Tal como na memorável exposição que desenhou para o Pavilhão dos Desportos (hoje Carlos Lopes) a comemorar os 60 anos de Luta do PCP e que transformou aquele espaço num extraordinário e inesquecível percurso.
Era um saber que tinha apurado noutros trabalhos. Na coordenação do projecto de remodelação das salas de pintura no Museu de Arte Antiga depois de ter integrado a equipa de Sommer Ribeiro para o Museu Gulbenkian e dirigir o sector de arquitectura de interiores do atelier de Carlos Roxo, Carlos Tojal e Manuel Moreira. Saber que depois de Abril irá transmitir na então Escola Superior de Belas-Artes reestruturando o ensino do Design.
Saber, cultura e capacidade de organização que irá plasmar num seu projecto antigo, muito desejado e que conseguiu realizar em Almada, montando um Centro de Arte Contemporânea, a Casa da Cerca, exemplar tanto no tratamento dos espaços interiores e exteriores como na programação que se impõe sobretudo num tempo em que outros espaços com muitíssimo mais meios se derretem em mediocridades mundanas ao correr das modas que um dia serão varridas pela História.
Saber, cultura, imaginação e capacidade de trabalho transbordante que marcava encontros connosco nas inúmeras exposições individuais e colectivas que realizou, nas tapeçarias e painéis cerâmicos em vários edifícios públicos e em vários lugares do mundo. Que, no meio de tanta actividade, tinha sempre tempo para a intervenção cívica e política e nunca dispensava estar com os amigos.

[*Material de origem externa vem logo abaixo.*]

PR #61, opened 2019-06-25
Added feature that creates histogram of STEM images

zhuokaizhao:
Example program is stem_histogram.py. It can be run by 
`python3 examples/stem_histogram.py <data_dir> <output_dir>`

Sample results look like
histogram_0_288
histogram_40_288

tínhamos encontro marcado para te levar as Confissões de uma Máscara e para me mostrares o que estavas a fazer pretexto para falarmos falarmos sem norte para no tapete das palavras se acrescentar mais e mais iluminação interior ao prazer de conviver de nos sabermos vivos possuídos de indignações adolescentes com o pantanal em que se afundam os que nos querem lixar sonhos e a vida em que insistimos conhecedores de um mundo futuro que provavelmente nunca viveremos tenho o Mishima fechado à minha frente estou a ouvir a Paixão segundo S.João pelo Bach Collegium do Japão.